To take just one example: in 1988 when it was the centenary of the birth of James Bridie, a dramatist who is in the tradition of Ibsen and Shaw and worthy of comparison with both, nothing was done. For example, the Glasgow Citizens Theatre (founded by Bridie) did not even include a Bridie play in its programme for the year.
The gap was so noticeable that it was highlighted in a BBC Radio Scotland programme and a Herald editorial – but nobody responded. Indeed, the situation reminds me of Arnold Wesker’s play ‘Roots’, and the challenge from Beatie Bryant: ‘I’m telling you that we don’t know what we are or where we come from. I’m telling you something’s cut us off from the beginning. I’m telling you we’ve got no roots’.

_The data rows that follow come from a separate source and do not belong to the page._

PR #756, opened 2019-03-25
Wrap scaffold in scroll wrapper

### LINKED ISSUE #750: Add scrolling to children component in builder
If there is more children than what can fit on the display, the bottom of the list becomes unreachable because it renders off the screen. 
Screen Shot 2019-03-21 at 11 20 38 AM

EVogel1999:
Wrap scaffold component in a scroll wrapper, the same one used for the basic information section, so that if a user has many learning objects in the component then they can see all of the objects.

Closes #750


EVogel1999:
Before:
Screen Shot 2019-03-25 at 2 45 25 PM

After:
Screen Shot 2019-03-25 at 2 46 20 PM

src/app/onion/learning-object-builder/components/column-wrapper/column-wrapper.component.html
```diff
@@ -1,8 +1,10 @@
 <div class="builder-template-columns">
   <div #columnWrapper class="columns" [ngStyle]="{'top': columnOffset + 'px'}" [ngClass]="{'no-right': !rightColumn, 'no-left': !leftColumn}">
-    <div *ngIf="showColumn('l')" class="left-column column">
-      <div class="content">
-        <ng-content select="[left]"></ng-content>
+    <div class="scroll-wrapper" [ngStyle]="{'height': columnHeight + 'px'}">
```
pzalep1: How does this look on the outcomes and materials page? I think that the column is smaller on those pages, but I could be wrong.

EVogel1999: It's the same size but if the width is small the components looks shrinked, this is for both the info section and outcome.  Does not break the UI though.

Normal:
Screen Shot 2019-03-27 at 2 09 39 PM

Shrinked:
Screen Shot 2019-03-27 at 2 09 54 PM

PR #763, opened 2019-03-27
Redirect to dash from builder if editing released object

### LINKED ISSUE #616: Two requests being made for single object in builder
Resolve issue with builder firing off two requests for the same object

### LINKED ISSUE #750: Add scrolling to children component in builder

EVogel1999:
Redirects user to dashboard if they attempt to edit a released learning object by accessing the URL.  Instead of doing it in learning-object-builder guard which is what is making two requests for the same learning object.

Closes #616


src/app/onion/core/learning-object-builder.guard.ts
```diff
@@ -9,14 +9,6 @@ export class LearningObjectBuilderGuard implements CanActivate {
...
-
-    return this.learningObjectService.getLearningObject(next.paramMap.get('learningObjectId')).then(learningObject => {
-      if (learningObject.status && learningObject.status === LearningObject.Status.RELEASED) {
-        return false;
-      }
-      return true;
-    }).catch(error => {
-      return false;
-    })
+    return true;
```
nrwinner: If we're not using this Guard anymore can we delete it?

src/app/onion/dashboard/dashboard.component.ts
```diff
@@ -133,6 +135,13 @@ export class DashboardComponent implements OnInit, OnDestroy {
       const filters = {status: Array.from(this.filters.keys())};
       this.learningObjects = await this.getLearningObjects(filters);
     });
+
+    // if the user is trying to edit a released learning object, then get the status and alert the user
+    this.route.queryParams.subscribe(queryParams => {
```
nrwinner: This subscription should follow the takeUntil pattern we've used throughout the system to prevent leaving subscriptions open after components have been destroyed.

src/app/onion/learning-object-builder/learning-object-builder.component.ts
```diff
@@ -124,11 +124,15 @@ export class LearningObjectBuilderComponent implements OnInit, OnDestroy {
       // if name parameter found, instruct store to fetch full learning object
       if (id) {
         this.store.fetch(id).then(obj => {
-          // redirect user to dashboard if the object is in the working stage
-          if (!obj.status.includes('waiting') && !obj.status.includes('review') && !obj.status.includes('proofing')) {
-            this.setBuilderMode(obj);
+          if (obj.status === LearningObject.Status.RELEASED) {
```
nrwinner: Why not just add this check to the if statement below instead of an if-else here?

EVogel1999: If it is added to the if statement below, then the user will still be allowed to access editing via the builder if they are an editor/admin, I believe.

nrwinner: That's actually what we want, admins and editors do have privileged access to open other user's objects in the builder.

src/app/onion/core/learning-object-builder.guard.ts
EVogel1999: Guard is now deleted.

src/app/onion/dashboard/dashboard.component.ts
EVogel1999: Subscription now uses the takeUntil pattern.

I suspect that what is happening is that theatre companies, in their urge to attract the drama critics and demonstrate their originality to the funding bodies, are going out of their way to ignore Scottish writers.

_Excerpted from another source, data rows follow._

Issue #759, opened 2019-03-27
Validate mailto link


DonSeannelly:
A unit test should be written to validate the existence of the mailto link, described in #644

Required by #644

Issue #643, opened 2019-02-19
Curators should be able to see users that are reviewers inside their collections


nrwinner:
As a curator, I want to be able to see which users are currently reviewers in each collection for which I'm a curator so that I can easily assign learning objects to them.

Issue #642, opened 2019-02-19
Curators should be able to add/remove reviewers inside their collections


nrwinner:
As a curator, I want to add/remove users as reviewers in collections for which I'm a curator so that I can control which users can review for each collection.

Required by #665

DonSeannelly:
Size 3

PR #766, opened 2019-03-28
Configure e2e tests in CI 

nvisal1:
This PR adds Circle CI configuration for e2e tests. 

Required by #759 
Required by #643 
Required by #642


.circleci/config.yml
```diff
@@ -12,25 +12,42 @@ jobs:
...
             - ./
   test:
     <<: *defaults
     steps:  
       - attach_workspace : 
           at: ~/clark-client
+      - run:
+          name: Clone e2eBox Repository 
+          command: >-
+           ls && cd .. && git clone https://${github_username}:${github_password}@github.com/nvisal1/CLARK-e2eBox.git
```
gshaw1997: Is this ls just for testing?

.circleci/config.yml
```diff
@@ -12,25 +12,42 @@ jobs:
...
+      - run:
+          name: Install Docker client
```
gshaw1997: Use `setup_remote_docker` instead.

https://circleci.com/docs/2.0/building-docker-images/

.circleci/config.yml
```diff
@@ -12,25 +12,42 @@ jobs:
...
+          command: |
+            set -x
+            VER="17.03.0-ce"
+            curl -L -o /tmp/docker-$VER.tgz https://download.docker.com/linux/static/stable/x86_64/docker-$VER.tgz
+            tar -xz -C /tmp -f /tmp/docker-$VER.tgz
+            mv /tmp/docker/* /usr/bin
+      - run: 
+          name: Install Docker Compose
```
gshaw1997: This will need to happen before setting up remote docker engine

https://circleci.com/docs/2.0/docker-compose/

cypress/integration/browse.spec.js
```diff
@@ -13,8 +13,9 @@ describe('Browse', () => {
     beforeEach(() => {
         // Return to home page before each test
         cy.fixture('route.json').then((route) => {
+            console.log(route)
             home = route;
```
gshaw1997: `home` should probably be renamed to be more indicative of the values it contains, seems to store more than just home info

src/environments/environment.ts
```diff
@@ -5,10 +5,10 @@
 
 export const environment = {
   production: false,
-  apiURL: 'http://localhost:3000',
+  apiURL: 'http://clark-gateway:3000',
```
gshaw1997: Are these temp values? How would this affect local dev?

DonSeannelly: This is going to force it to be run in a docker network. Can we get around this through any build commands with the Angular CLI?

If not, maybe we need to add some proxy setup to the image.

cypress/integration/browse.spec.js
```diff
@@ -13,8 +13,9 @@ describe('Browse', () => {
     beforeEach(() => {
         // Return to home page before each test
         cy.fixture('route.json').then((route) => {
+            console.log(route)
```
nrwinner: Why was this added?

The Scottish Government, as the major source of arts funding in Scotland, could and should have done something about this situation long ago.
Howie Firth
Not so long ago, I had an essay red-lined by the head of the largest school of creative writing in a Scottish university. The reason for the red-line? I used the word ‘eident’ in the essay.
Dougie Harrison
I attended a ‘start-up’ training day last year, facilitated by Creative Scotland. What a waste of time, money and resources it was too. Nothing you can’t get on the internet or by speaking to anyone who has been or is self-employed.
The information being spouted that day is all on paper so I found it hard to understand why it took someone an afternoon to tell us all that we are great and how to juggle our day-to-day lives in order to make a business out of our art. I know of one, yes one, single artist who makes his living from his actual art. I am talking about an artist with integrity, talent and a wee bit of business savvy to boot. Forget Sunday painter and pretty landscapes – we see so much of these days everywhere, that’s easy but empty.

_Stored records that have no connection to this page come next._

PR #784, opened 2019-04-10
Implement client-side performance enhancements

nrwinner:
This PR introduces several measures to improve client performance:

1. Removes custom implementation of ngx-dropzone-wrapper and replaces it with the original version
2. Update code to be compatible with ahead-of-time (AOT) compiling instead of just-in-time (JIT)
3. Compress images and standard assets to reduce load time
4. Lazy load the Learning Object Builder to both improve performance and remove the arrow function syntax since it's incompatible with AOT.

The CI build command needs to be updated yet to run builds with AOT


DonSeannelly:
Can we update the CI config within this PR as well?

.circleci/config.yml
```diff
@@ -17,7 +17,7 @@ jobs:
           command: npm test -- auth/
       - run:
           name: Build Application
-          command: yarn ng build --prod --aot=false --build-optimizer=false --no-progress
+          command: yarn ng build --prod --no-progress
```
gshaw1997: :tada: Woohoo!

src/app/cube/home/components/splash/splash.component.ts
```diff
@@ -17,7 +17,7 @@ export class SplashComponent implements OnInit {
 
   ngOnInit() { }
 
-  submitSearch(event: KeyboardEvent) {
+  submitSearch(event: KeyboardEvent = undefined) {
```
gshaw1997: Comment please

nrwinner: No d2dedc8

PR #801, opened 2019-04-19
Add View All back to Collections

DonSeannelly:
This PR adds the View All button back to the collection details page, as it was removed with the home page refactoring.


src/app/cube/collection-details/collection-details.component.ts
```diff
@@ -37,6 +41,7 @@ export class CollectionDetailsComponent implements OnInit, OnDestroy {
 
   async fetchCollection(name: string) {
     this.collection = await this.collectionService.getCollectionMetadata(name);
+    console.log(this.collection);
```
nrwinner: image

At the end of the ‘start-up’ day we were told with great gusto: ‘Go out there and make opportunities for yourselves’. At that point I really got the gist of what the whole thing is all about. They were saying, we aren’t going to help you financially, but we will give you lots of advice on how to make your own opportunities.
It’s the young artists I feel sorry for, just starting out and expected to be successful businessmen and women as well as putting their energies into actually creating. Creating anything decent takes a huge amount of time and ‘time is money,’ as my son says. If you don’t have the funds, they do not materialise out of thin air, it’s financial support that artists ‘starting out’ need.
The advice is great of course, if twinned with realistic solid support to help artists make their honest way in the competitive world of ‘creative’ practice. Being ‘creative’ takes time and money, not airy-fairy notions of making opportunities out of thin air.
Seems a heck of a lot of cash is floating about, then, but just who is at the receiving end of it? An unattainable carrot, is that how Creative Scotland is operating?
If there are no artists, there is no creative Scotland. We need a fair system for supporting artists to actually ‘create’.
Heather Wilson
Creepitative Land (a needful graffitto)
Festervale is indeed where we are,
where the Arts are just parts of PR
and there’s no bar on nonsense
if it generates an audience
and intoxicates like a free bar.
Festering vale, with a song in your heart
and a dream of the day when our region shall part
from the properly sceptical
as a cheering spectacle
and the censored line’s rhyme-word is tart.